PR #769, opened 2023-09-21
Fix monthly active user stats

thebaer:
Previously, an error in the query prevented the stat from ever showing up. This fixes that and adds logging.

---


thebaer:
Merging now

PR #762, opened 2026-06-10
Fix v3 evals

christophetd:
## Summary

Two bugs caused all recall eval scans to fail with "Expected a directory but got a file":

- `setup_sandbox` called `caps.allow_path()` with `zip_path` and `output_path`, but nono_py's `allow_path()` only accepts directories. Files must be registered with `allow_file()` instead.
--- --- ---
**What the task asks:** Everything in the data should be copied exactly. Leave nothing out.

**Task output:**
PR #769, opened 2023-09-21
Fix monthly active user stats

thebaer:
Previously, an error in the query prevented the stat from ever showing up. This fixes that and adds logging.

---


thebaer:
Merging now

PR #762, opened 2026-06-10
Fix v3 evals

christophetd:
## Summary

Two bugs caused all recall eval scans to fail with "Expected a directory but got a file":

- `setup_sandbox` called `caps.allow_path()` with `zip_path` and `output_path`, but nono_py's `allow_path()` only accepts directories. Files must be registered with `allow_file()` instead.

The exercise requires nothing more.